The case of Aurnou v Greenspan (161 AD2d 438, supra) appears to conflict with the foregoing case law under the UPA insofar as it limits the withdrawing partner’s interest in contingent fee cases pending as of the date of dissolution to the quantum meruit value of that partner’s services actually performed on such cases (supra, at 439). The Aurnou limitation was expressly rejected in several of the decisions in other States (see, e.g., Ellerby v Spiezer, supra; Resnick v Kaplan, supra; Frates v Nichols, supra), and we decline to follow it. It appears to be inconsistent with the fiduciary duty of the partner in possession of the partnership business after dissolution to wind up the partnership’s affairs and complete performance of any partnership service contracts for the benefit of *226all partners (see, Stem v Warren, 227 NY 538, 546-547; see also, Bader v Cox, supra; Resnick v Kaplan, supra; Frates v Nichols, supra). Moreover, the Aurnou rule would encourage an unseemly and potentially unethical battle among the partners of a law firm facing dissolution over the clients of the firm whose files have the best prospects for an eventual lucrative recovery (see, Ellerby v Spiezer, supra).

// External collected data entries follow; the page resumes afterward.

PR #4092, opened 2015-02-27
Add Image API rule to ensure images are always compressed JPEGs.

DFurnes:
# Changes
- Use the [ImageCache Actions](https://www.drupal.org/project/imagecache_actions) module to convert all header (`1440x810` image style) and tile images (`400x400` image style) to compressed JPEGs. :gift: 
# Why?

This was previously unenforced, so we ended up with a couple really big images (think 1MB) when people would upload PNGs. That's not great. By letting Drupal handle image compression, we can upload ginormous high-quality source images, and know that they'll always be nicely packaged up for users.

For review: @aaronschachter @angaither

### DIFF
--- a/lib/modules/dosomething/dosomething_image/dosomething_image.features.inc
+++ b/lib/modules/dosomething/dosomething_image/dosomething_image.features.inc
@@ -161,7 +161,7 @@ function dosomething_image_image_default_styles() {
     'name' => '400x400',
     'label' => '400x400',
     'effects' => array(
-      2 => array(
+      3 => array(
         'label' => 'Scale and crop',
         'help' => 'Scale and crop will maintain the aspect-ratio of the original image, then crop the larger dimension. This is most useful for creating perfectly square thumbnails without stretching the image.',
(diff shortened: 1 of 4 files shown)


angaither:
I _think_ you have to add the new module somewhere else as well. 

Otherwise :+1:

aaronschachter:
@angaither you are correct -- if this contrib module is going to be enabled sitewide on all affiliate sites, it should be added to the dependencies in the DoSomething installation profile in `dosomething.info`

aaronschachter:
Ref: https://github.com/DoSomething/dosomething/blob/dev/bin/ds#L266

aaronschachter:
@DFurnes After making the change to the `dosomething.info` file, you can test the auto-enabling by pulling down staging db and running `ds build`

DFurnes:
Added to installation profile. Tested with `ds pull stage --db && ds build` and everything looks great!

aaronschachter:
Sounds good! Ship it :+1:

That plaintiff may be entitled to a share in the value of the Geddes case at the date of dissolution does not, however, imply that he correspondingly would have a right to his full partnership share in the fee subsequently received when the case was settled following dissolution. Plaintiff is only entitled to "the value of his interest at the date of dissolution * * * with interest, or, at his option * * * in lieu of interest, the profits attributable to the use of his right in the property of the dissolved partnership” (Partnership Law § 73). To the extent that the ultimate successful settlement of the Geddes case was due, as defendant avers, to her postdissolution efforts, skill and diligence, the firm’s fee in the Geddes case proportionately would not be " 'attributable to the use of [plaintiff’s] right in the property of the dissolved partnership’ ” (Bader v Cox, 701 SW2d 677, 681, supra).

Weiss, P. J., Yesawich Jr., Mahoney and Harvey, JJ., concur.

Ordered that the order is modified, on the law, without costs, by granting plaintiff partial summary judgment to the extent of directing an accounting, and, as so modified, affirmed.